In contrast with most other BAFs, HDFC MF’s BAF does not operate based on a model, though it takes into account factors such as valuations, interest rates and the outlook for different asset classes to modify its equity and debt allocation. Also, historically, it has kept its entire equity allocation unhedged (no derivatives exposure) and largely static, and at much higher levels compared to peers. This made it more like an equity fund rather than a BAF. However, from January 2020 onwards, the fund started dynamically managing its equity allocation and using derivatives to reduce its effective equity exposure. For example, from 82% in March 2020, the net equity exposure was brought down to 57% by November 2021. Thereafter, this was, after minor tweaks, raised to 65% by May 2022.
Thanks to this significantly lower net equity (unhedged equity) than before, the HDFC BAF has fallen only 5% from the October 2021 peak, not the sharpest in the category. In the past, the fund has seen steeper falls compared to its peers.
Model holds the key
Though not among the largest funds in the category, the DSP DAAF stands out for strict adherence to its model since its inception in 2014. So much so, that the scheme information document lays out the model with all its details—it takes into account largely trends in P/E and P/B for the Nifty 50 to gauge whether the market is attractive on valuations, and to some extent, technical factors, too. The construct of the model has helped DSP manage downsides well (less volatility in returns), but the overall fund returns have lagged those of many peers, across different holding periods. While the negative return of 7% since the October 2021 peak appears a tad sharp compared to peers, it’s worth noting that in the past, the fund has typically fallen less than its peers during down-market phases.

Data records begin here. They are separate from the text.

PR #3893, opened 2026-01-28
examples(iroh): add `--logs`  and `--mode ping` features to transfer example

Frando:
## Description

More improvements to our `transport` example to ease dogfooding:

* new `--logs` flag (for both provide and fetch) for simple file logging:
  - without further config, creates a directory `./logs/transfer-{cmd}-{date}-{endpoint_id}` and saves logs with `iroh=trace,transfer=trace` to a `logs` file in that directory.
  - different log level can be set with RUST_LOG
  - different path can be set with `--logs-path`
  - qlog files are also written to that directory if the `qlog` feature is enabled
* New `--mode ping` option for `fetch` command: instead of transferring as much data as possible, this just keeps the connection open until the `--duration` is expired (default: 10s). This gives much smaller log files (both tracing and qlog) so easier to debug when looking for connection changes only.
* Regular output now includes the time since start after each line. Useful to interpret the "switched to direct" etc lines after the fact (they didn't have any time indication so far)
* Better formatting for durations
* Better spans on accept side. Each connection gets an `id` now that easily allows to grep for that connection through both iroh and quinn logs
* Print path ids with the paths stats and changes. This allows to correlate with the tracing logs now.

With both logs and qlog in a single dir it's now really straightforward to share it eg with sendme.

## Notes & open questions

Should `--logs` include `iroh_quinn=trace` by default or not?

## Change checklist

- [ ] Self-review.
- [ ] Tests if relevant.

### DIFF
--- a/iroh/src/socket.rs
+++ b/iroh/src/socket.rs
@@ -753,10 +753,13 @@ impl Handle {
         let (actor_sender, actor_receiver) = mpsc::channel(256);
 
         #[cfg(not(wasm_browser))]
-        let ipv6 = transports
+        let has_ipv6_transport = transports
             .ip_bind_addrs()
             .into_iter()
             .any(|addr| addr.is_ipv6());
+
+        #[cfg(not(wasm_browser))]
+        let has_ip_transports = !transports.ip_bind_addrs().is_empty();
 
         let direct_addrs = DiscoveredDirectAddrs::default();
 
@@ -816,8 +819,6 @@ impl Handle {
             .await
             .map_err(|err| e!(BindError::CreateNetmonMonitor, err))?;
 
-        let qad_endpoint = endpoint.clone();
-
         #[cfg(any(test, feature = "test-utils"))]
         let client_config = if insecure_skip_relay_cert_verify {
             iroh_relay::client::make_dangerous_client_config()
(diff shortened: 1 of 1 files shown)


iroh-base/src/endpoint_addr.rs
```diff
@@ -45,10 +45,13 @@ pub struct EndpointAddr {
...
 
 /// Available address types.
-#[derive(Debug, Clone, Serialize, Deserialize, PartialEq, Eq, PartialOrd, Ord, Hash)]
+#[derive(
+    derive_more::Debug, Clone, Serialize, Deserialize, PartialEq, Eq, PartialOrd, Ord, Hash,
+)]
 #[non_exhaustive]
 pub enum TransportAddr {
     /// Relays
+    #[debug("Relay({_0})")]
```
matheus23, line 54: Does that do anything? Isn't this the same output as before?

iroh/examples/transfer.rs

“We follow a numbers driven analytical model with no human intervention whatsoever," says Sahil Kapoor, head of products & market strategist, DSP Mutual Fund. According to Kapoor, with valuations coming down closer to historical averages, the model has been indicating an increase in equity allocation recently.
Mix of value, market trend
The BAF from Kotak Mutual Fund follows a two-factor model that relies primarily on the Nifty 50 P/E: higher the valuation multiple, the lower is the equity allocation. Apart from that, it also takes into account the market trend or sentiment using parameters such as long-range rolling returns, volatility, breath of market, etc. The fund has fallen 5.6% since the October 2021 peak. Between October 2021 and now, the fund has increased its net equity exposure from 31% to 51%, as valuations have moderated and sentiment has moved from extreme frothy levels.
Harish Krishnan, fund manager, Kotak Mutual Fund, explains that BAFs derive returns mainly from asset allocation, and (within equity) from investment style and stock selection. “Asset allocation is usually the biggest return facilitator, followed by investment style (such as value, growth etc.) and then stock selection. In the last few months, value style has seen larger outperformance, especially in sectors like energy," he says.
At Kotak BAF, the equity investment style is diversified multicap, with focus on growth businesses at reasonable valuations, he adds.